======== Provided records ========

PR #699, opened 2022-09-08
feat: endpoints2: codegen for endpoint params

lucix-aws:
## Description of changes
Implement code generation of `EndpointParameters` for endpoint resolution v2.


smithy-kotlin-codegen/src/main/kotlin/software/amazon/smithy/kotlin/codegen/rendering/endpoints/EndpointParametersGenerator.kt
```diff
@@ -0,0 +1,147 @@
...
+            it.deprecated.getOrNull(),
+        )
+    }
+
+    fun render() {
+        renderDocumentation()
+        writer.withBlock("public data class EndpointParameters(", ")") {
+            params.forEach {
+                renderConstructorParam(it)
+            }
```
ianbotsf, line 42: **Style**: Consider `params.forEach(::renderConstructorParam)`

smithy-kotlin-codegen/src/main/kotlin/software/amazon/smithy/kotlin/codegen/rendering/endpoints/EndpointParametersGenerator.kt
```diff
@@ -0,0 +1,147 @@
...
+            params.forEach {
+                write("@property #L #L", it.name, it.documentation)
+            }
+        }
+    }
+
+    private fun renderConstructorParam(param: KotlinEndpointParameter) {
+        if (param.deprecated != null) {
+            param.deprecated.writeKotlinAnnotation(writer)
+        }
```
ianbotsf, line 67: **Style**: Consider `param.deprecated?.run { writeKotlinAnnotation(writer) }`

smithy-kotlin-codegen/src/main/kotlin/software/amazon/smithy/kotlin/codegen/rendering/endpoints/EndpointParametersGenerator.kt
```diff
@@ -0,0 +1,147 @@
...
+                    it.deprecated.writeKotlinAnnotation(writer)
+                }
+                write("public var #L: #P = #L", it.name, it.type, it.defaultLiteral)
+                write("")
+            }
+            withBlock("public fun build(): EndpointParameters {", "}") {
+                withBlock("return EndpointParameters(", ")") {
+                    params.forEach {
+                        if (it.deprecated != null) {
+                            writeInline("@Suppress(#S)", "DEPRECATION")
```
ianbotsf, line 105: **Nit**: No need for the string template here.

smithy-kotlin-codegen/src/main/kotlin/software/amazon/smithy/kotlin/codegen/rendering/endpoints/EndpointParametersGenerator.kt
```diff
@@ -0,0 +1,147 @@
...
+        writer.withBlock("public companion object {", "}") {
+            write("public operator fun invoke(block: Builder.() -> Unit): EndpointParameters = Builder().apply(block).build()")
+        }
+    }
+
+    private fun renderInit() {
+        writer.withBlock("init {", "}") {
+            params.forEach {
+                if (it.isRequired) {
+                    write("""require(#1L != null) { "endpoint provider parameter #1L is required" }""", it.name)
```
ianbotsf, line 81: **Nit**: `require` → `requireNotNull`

========

What is expected - Tally the lines above containing "name"; give only the number.

Output for this task - 3